Quote the entries below from the line with "make a stable" through the line with "are what matters.", both ends included, and only those lines.
>>>
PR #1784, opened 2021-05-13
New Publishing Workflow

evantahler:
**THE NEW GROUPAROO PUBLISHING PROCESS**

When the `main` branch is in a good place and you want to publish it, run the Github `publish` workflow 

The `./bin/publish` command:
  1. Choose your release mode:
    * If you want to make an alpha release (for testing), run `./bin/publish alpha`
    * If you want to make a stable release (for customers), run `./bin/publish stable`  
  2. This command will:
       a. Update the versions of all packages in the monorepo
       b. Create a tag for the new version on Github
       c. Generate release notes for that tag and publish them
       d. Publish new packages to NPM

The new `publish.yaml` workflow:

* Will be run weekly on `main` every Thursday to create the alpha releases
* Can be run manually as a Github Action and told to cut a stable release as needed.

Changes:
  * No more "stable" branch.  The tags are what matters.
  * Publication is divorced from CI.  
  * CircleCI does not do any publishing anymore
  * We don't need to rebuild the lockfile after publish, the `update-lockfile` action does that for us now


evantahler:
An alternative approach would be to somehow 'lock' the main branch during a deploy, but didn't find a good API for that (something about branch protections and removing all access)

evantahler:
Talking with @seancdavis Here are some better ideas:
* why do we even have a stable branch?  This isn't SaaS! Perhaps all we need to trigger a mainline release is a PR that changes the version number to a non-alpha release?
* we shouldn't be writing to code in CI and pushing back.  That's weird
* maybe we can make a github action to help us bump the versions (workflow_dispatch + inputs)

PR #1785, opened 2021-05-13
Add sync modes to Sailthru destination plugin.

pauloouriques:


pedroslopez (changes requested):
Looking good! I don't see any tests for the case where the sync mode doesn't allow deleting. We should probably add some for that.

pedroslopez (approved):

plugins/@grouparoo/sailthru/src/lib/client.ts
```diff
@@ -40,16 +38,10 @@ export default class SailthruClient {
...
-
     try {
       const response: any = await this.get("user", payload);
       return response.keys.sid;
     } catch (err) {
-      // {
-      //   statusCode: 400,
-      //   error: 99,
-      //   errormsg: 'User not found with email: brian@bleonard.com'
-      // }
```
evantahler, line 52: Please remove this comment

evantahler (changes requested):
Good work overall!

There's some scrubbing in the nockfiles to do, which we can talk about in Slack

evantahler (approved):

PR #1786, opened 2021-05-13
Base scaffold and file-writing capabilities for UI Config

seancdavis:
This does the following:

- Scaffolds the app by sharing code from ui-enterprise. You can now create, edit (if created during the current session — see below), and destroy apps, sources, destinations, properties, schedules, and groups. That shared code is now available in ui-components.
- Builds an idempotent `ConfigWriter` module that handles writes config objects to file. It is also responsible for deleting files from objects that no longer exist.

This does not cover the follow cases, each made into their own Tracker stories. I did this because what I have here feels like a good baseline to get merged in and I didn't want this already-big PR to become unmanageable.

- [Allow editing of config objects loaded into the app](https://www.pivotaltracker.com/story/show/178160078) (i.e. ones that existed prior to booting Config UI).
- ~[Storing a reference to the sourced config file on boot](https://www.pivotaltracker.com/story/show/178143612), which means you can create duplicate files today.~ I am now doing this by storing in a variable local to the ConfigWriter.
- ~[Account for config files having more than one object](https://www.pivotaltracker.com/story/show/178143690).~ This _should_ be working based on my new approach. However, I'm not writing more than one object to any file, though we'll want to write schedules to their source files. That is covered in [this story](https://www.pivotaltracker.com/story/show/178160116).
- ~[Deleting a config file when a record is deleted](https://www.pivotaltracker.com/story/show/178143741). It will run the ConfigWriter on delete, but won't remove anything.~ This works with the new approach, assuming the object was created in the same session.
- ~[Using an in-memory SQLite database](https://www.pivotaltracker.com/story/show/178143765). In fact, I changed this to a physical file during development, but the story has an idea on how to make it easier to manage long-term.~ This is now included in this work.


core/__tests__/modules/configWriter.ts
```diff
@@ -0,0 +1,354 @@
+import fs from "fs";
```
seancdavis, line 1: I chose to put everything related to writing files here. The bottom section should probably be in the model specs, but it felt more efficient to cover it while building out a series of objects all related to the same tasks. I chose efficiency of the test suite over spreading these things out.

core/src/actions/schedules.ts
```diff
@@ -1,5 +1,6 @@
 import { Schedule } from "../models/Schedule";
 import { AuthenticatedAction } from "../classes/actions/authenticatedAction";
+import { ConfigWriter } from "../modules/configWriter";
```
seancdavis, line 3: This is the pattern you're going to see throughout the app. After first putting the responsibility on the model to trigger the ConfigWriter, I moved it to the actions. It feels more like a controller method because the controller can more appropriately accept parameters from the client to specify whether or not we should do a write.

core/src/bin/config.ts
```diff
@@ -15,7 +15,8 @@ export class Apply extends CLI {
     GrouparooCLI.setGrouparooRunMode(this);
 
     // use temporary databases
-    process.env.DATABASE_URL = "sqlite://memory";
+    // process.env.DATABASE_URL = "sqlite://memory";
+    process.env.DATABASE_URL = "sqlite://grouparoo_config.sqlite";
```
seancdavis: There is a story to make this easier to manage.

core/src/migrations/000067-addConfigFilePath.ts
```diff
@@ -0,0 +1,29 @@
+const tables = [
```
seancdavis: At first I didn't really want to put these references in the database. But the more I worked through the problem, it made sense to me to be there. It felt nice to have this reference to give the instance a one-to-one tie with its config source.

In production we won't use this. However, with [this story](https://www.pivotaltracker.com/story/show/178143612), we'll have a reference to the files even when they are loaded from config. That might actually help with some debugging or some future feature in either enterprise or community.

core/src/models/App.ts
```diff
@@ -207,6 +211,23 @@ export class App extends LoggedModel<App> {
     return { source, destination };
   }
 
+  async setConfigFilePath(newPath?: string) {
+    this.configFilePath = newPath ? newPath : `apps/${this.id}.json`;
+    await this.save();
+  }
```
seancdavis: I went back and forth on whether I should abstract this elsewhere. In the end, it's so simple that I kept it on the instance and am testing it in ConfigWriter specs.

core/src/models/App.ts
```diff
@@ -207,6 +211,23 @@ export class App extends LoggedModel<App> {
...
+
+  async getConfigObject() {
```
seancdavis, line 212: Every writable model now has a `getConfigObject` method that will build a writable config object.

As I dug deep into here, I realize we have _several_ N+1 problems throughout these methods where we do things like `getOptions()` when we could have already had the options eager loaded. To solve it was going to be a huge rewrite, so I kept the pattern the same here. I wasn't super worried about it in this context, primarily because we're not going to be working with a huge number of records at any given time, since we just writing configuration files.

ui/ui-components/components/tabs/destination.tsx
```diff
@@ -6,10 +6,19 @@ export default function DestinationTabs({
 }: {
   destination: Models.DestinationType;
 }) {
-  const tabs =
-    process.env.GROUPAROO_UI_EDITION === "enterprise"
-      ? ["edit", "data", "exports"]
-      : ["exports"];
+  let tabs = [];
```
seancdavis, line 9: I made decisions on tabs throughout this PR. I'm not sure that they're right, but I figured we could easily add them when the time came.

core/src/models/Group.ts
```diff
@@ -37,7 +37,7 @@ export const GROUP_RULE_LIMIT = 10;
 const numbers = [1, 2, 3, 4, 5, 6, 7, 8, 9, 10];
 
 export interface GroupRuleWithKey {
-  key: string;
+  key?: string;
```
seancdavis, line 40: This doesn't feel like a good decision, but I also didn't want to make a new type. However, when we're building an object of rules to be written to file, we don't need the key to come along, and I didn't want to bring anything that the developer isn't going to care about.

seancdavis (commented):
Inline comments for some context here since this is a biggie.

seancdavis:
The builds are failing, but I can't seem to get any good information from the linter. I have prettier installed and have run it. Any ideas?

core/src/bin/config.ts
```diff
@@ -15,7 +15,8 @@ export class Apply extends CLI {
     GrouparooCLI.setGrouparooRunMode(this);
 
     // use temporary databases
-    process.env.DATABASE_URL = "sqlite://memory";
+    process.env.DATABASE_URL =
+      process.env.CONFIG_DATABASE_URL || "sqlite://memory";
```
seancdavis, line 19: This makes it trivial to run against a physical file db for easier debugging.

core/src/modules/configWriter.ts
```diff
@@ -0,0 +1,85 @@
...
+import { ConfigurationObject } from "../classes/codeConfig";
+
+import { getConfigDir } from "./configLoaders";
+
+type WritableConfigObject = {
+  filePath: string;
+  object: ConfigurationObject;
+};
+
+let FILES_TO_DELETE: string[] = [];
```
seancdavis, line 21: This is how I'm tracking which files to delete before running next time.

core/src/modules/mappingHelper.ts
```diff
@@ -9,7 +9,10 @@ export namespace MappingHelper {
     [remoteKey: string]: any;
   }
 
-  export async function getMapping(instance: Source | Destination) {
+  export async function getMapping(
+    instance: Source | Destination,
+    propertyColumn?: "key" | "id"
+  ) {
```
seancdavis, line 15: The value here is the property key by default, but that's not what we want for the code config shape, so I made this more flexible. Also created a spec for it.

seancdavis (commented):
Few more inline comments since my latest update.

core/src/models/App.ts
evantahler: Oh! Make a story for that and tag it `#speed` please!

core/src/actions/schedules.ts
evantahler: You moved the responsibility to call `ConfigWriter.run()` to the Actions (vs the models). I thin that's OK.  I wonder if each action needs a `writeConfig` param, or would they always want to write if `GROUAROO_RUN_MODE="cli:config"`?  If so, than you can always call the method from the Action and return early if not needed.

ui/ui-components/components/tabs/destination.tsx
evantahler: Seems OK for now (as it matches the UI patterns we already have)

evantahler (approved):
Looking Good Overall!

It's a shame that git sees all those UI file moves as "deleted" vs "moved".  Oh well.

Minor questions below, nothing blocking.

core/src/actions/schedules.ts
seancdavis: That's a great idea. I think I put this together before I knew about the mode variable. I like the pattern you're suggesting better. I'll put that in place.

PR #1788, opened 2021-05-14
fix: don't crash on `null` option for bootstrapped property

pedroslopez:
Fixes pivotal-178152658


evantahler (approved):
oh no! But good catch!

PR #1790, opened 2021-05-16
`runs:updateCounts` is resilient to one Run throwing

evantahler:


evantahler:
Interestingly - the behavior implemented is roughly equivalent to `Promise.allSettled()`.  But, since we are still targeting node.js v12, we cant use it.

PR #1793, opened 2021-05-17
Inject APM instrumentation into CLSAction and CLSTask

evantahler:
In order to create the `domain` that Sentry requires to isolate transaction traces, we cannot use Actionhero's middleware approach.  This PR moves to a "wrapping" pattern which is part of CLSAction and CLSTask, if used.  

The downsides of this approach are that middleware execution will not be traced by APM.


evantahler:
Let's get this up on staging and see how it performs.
<<<
>>>
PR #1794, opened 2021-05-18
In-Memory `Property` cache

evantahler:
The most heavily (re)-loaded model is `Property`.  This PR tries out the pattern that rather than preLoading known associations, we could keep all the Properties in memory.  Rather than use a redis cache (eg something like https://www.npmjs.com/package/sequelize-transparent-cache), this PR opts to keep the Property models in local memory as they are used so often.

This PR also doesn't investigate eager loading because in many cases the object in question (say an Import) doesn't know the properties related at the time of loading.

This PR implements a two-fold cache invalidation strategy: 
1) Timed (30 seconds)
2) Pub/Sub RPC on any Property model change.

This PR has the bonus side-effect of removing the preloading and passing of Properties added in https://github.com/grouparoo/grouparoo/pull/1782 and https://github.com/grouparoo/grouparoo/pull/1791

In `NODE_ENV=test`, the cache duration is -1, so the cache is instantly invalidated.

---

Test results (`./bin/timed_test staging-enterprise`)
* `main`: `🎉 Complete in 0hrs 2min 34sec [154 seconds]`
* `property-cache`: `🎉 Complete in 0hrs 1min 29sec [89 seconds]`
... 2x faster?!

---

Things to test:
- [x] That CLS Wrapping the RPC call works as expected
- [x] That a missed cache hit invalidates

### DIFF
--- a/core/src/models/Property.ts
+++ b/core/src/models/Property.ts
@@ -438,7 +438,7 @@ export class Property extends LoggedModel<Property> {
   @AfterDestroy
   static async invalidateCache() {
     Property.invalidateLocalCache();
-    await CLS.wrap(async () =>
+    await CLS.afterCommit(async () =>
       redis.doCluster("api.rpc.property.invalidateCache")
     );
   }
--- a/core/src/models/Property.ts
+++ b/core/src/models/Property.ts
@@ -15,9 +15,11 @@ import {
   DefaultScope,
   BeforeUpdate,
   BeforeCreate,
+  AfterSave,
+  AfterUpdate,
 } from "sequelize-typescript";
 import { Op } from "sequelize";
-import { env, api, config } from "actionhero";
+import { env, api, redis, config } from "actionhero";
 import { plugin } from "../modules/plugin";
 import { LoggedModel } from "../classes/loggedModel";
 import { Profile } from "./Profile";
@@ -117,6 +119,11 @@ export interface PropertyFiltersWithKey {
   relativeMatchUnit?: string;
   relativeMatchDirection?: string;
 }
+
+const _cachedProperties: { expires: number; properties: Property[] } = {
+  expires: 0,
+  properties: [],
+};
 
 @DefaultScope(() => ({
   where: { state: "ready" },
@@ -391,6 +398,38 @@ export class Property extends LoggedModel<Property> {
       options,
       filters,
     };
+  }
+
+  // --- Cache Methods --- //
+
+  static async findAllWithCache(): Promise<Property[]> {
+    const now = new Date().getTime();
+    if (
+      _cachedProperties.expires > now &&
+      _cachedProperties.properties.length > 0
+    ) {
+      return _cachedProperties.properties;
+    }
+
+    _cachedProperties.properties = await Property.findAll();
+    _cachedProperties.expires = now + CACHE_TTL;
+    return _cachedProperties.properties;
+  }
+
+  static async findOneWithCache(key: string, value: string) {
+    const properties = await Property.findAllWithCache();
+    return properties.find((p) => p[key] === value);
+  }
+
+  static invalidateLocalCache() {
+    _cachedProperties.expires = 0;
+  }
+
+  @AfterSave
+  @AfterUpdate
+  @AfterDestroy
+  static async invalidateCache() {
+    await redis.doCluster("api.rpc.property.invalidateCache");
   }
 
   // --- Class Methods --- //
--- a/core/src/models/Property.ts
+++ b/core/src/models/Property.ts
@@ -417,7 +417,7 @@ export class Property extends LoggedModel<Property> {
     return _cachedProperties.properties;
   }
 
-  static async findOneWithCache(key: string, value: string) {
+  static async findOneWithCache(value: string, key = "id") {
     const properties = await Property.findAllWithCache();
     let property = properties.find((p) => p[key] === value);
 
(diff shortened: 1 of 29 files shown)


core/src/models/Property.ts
<<<
Answer box =
    * If you want to make a stable release (for customers), run `./bin/publish stable`  
  2. This command will:
       a. Update the versions of all packages in the monorepo
       b. Create a tag for the new version on Github
       c. Generate release notes for that tag and publish them
       d. Publish new packages to NPM

The new `publish.yaml` workflow:

* Will be run weekly on `main` every Thursday to create the alpha releases
* Can be run manually as a Github Action and told to cut a stable release as needed.

Changes:
  * No more "stable" branch.  The tags are what matters.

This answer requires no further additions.